Plano Costa + Silva e milhões europeus: para que país?
Escrevo este texto enquanto regresso de uma das mais extraordinárias aldeias de Portugal, Rio de Onor, próximo de Bragança. Este é um país onde não há rede de telemóvel em dois dos três operadores e a Internet também só chega a muito poucos, e cara. É outro mundo. Na semana em que Portugal jubila com 45 mil milhões frescos vindos da Europa para sermos um "novo país", o Interior de Portugal vai morrendo de velho, desamparado. Como terá sido a vida de milhares de crianças de tantos pequenos locais de Portugal, durante a pandemia, sem comunicações básicas. Que escola? A Telescola via TDT? É um ótimo remendo, mas na verdade estas crianças e adultos são excluídos digitais de forma totalmente injusta.

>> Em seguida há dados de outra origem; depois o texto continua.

PR #4444, opened 2018-02-27
Fixes #641 "Change SD Card"

### LINKED ISSUE #641: Change SD Card
In some of my Projects I need to change the SD card. There is a simple allow this. I just require a single line in the SD.c library.

```
boolean SDClass::begin(uint8_t csPin) {
  /*
    Performs the initialisation required by the sdfatlib library.
    Return true if initialization succeeds, false otherwise.
   */
// ----> Line Added
  if (root.isOpen()) root.close();      // allows repeated calls
// <--- Line Added
  return card.init(SPI_HALF_SPEED, csPin) &&
         volume.init(card) &&
         root.openRoot(volume);
}
```

After changing the SD card all you need is to reinitialize the sd card.

Same Issue is posted in arduino as no 3607

sirzeta:
Added code from PR 38 from arduino-libraries/SD to fix SD card re-initialization.


devyte:
Are you aware of pr #3654 ? I've been wondering whether closing root was enough.

sirzeta:
Indeed, there must be a better way, at least with this fix I can call the begin function again if I change the SD memory, the PR 3654 touches the SPI connection, which I may not want if I have a configuration with multiple slaves. Anyway, we need to initialize a SD again, just a "end()" method would be nice or gain access to "card" and "root" somehow to know the SD card status and manually control it.

sirzeta:
I did other solution, I think it's a better approach withouth touch many files, now I can close the SD connection with some checks before close than just using root.close() (SdFile::close()) alone. SdFile::close() calls SdFile::sync() and makes some operations, not needed if not SD is present or Sd2Card has errors.

As stated in code: The sync() call causes all modified data and directory fields to be written to the storage device.

Calling constructors of Sd2Card, SdVolume, SdFile an set all related SD private variables, I think it's the safe way to initialize again by calling it's init() functions. 

I tried this code disconnecting/connecting SD Card, shut down and power up again the ESP8266, connecting SD, disconnecting again and modifying some file in PC and plug back again, and many more combinations, works OK so far.

There no way to check if the connected SD is the same, as author said in some post in arduino.cc, there is a way if the SD module has a additional pin that toggles it's state if SD is connected (by mechanical function), but this it's not related with SPI connection itself.

devyte:
Can you show a small example of the solution?

sirzeta:
Steps:

1. Press `m` to mount
2. Press `u` and `y` to unmount
3. Press `m` to mount again, if SD.end() is commented, you are in a endless "SD initialization failed!" loop.

```c++
File myFile;
bool mounted = false;

void setup() {
    Serial.begin(115200);

}

void loop() {
    if (mounted && Serial.peek() == 'u') {
        Serial.read();
        Serial.println("Unmount SD and press 'y' to continue");
        while (Serial.peek() != 'y') {
            delay(1000);
        }
        mounted = false;
        Serial.println("SD unmounted.");
        Serial.read();
    } else if (!mounted && Serial.peek() == 'm') {
        Serial.read();

        //Uncomment this to finish while (!SD.begin(D2)) endless loop
        //SD.end();

        while (!SD.begin(D2)) {
            Serial.println("SD initialization failed!");
            delay(1000);
        }
        mounted = true;
        Serial.println("Initialization succeded!");
    }

    if (mounted) {
        myFile = SD.open("test.txt");
        Serial.println("Printing test.txt contents:");
        while (myFile.available()) {
            Serial.write(myFile.read());
        }
        myFile.close();
        Serial.println();
        Serial.println("All contents of test.txt printed!");

        Serial.println("SD mounted, press 'u' to umount");
    } else {
        Serial.println("SD unmounted, press 'm' to mount");

    }

    Serial.println("Wait 3 seconds...");
    delay(3000);
}
```

devyte:
@sirzeta Thanks for this, and sorry I took so long to get to it.
You're right, in PR #3654 , the SPI is blindly shut down, which is bad if you have multiple slaves.
However, I don't like the fact that begin() inits the SPI, but end() doesn't shut it down, and this is the case that beginners will hit.
To cover both cases, how about a flag passed to end() that specifies whether SPI should be shut down or not? Set it to true as default to bring SPI down, which covers the use case for beginners. Advanced users with multiple slaves can call end(false) to keep the SPI up.

libraries/SD/src/SD.cpp
```diff
@@ -350,6 +350,17 @@ boolean SDClass::begin(uint8_t csPin, uint32_t speed) {
...
 }
 
+// Ends SD card connection
+void SDClass::end() {
+    if(card.errorCode() == 0 && root.isOpen()) {
+        root.close();
+    }
+
+    root = SdFile();
+    volume = SdVolume();
```
devyte: This may be incompatible with #4204 .

libraries/SD/src/SD.cpp
```diff
@@ -350,6 +350,17 @@ boolean SDClass::begin(uint8_t csPin, uint32_t speed) {
          root.openRoot(volume);
 }
 
+// Ends SD card connection
+void SDClass::end() {
+    if(card.errorCode() == 0 && root.isOpen()) {
```
devyte: Can root be open but card have an errorCode? What happens if root.close() is called regardless of the errorCode? i.e.:
```
if(root.isOpen())
  root.close();
```

devyte:
@sirzeta Are you available to continue work on this?

sirzeta:
> @sirzeta Are you available to continue work on this?

I'm little busy this days, next week I'll start working on it again.

devyte:
Ok. I've investigated a bit, and I think I understand what you were getting at about sync().
In the following abnormal scenario:
  //Insert SD Card A
  SD.begin()
  //do operations
  //remove card A
  //insert SD card B
  SD.end()

I think that it's possible that:
 - card A becomes corrupted due to removal before calling SD.end().
 - card B becomes corrupted if there were ops pending for card A at the time SD.end() is called with card B.

However, not calling sync on end() can cause pending ops to never be finished, which is bad for normal operation. I therefore think that calling sync() is necessary.

For now, I'm going to push a compromise implementation between this and #3654 , which also allows fixing #4204 without danger. It is not safe in the card swapping scenario described above, but it gets us one step forward. We can figure out the sync thing later.

devyte:
Closing in favor of #5402 .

Não é de hoje este esquecimento, foi sempre assim. Ana Preto, 90 anos, uma figura popular em Guadramil, uma aldeia próxima de Rio de Onor, conta porque ela não sabe ler: a professora primária da aldeia, na década de 30, foi-se embora e durante cinco anos não foi substituída. Os miúdos da geração dela ocupavam-se do pastoreio e, perdida aquela oportunidade, não voltaram à escola.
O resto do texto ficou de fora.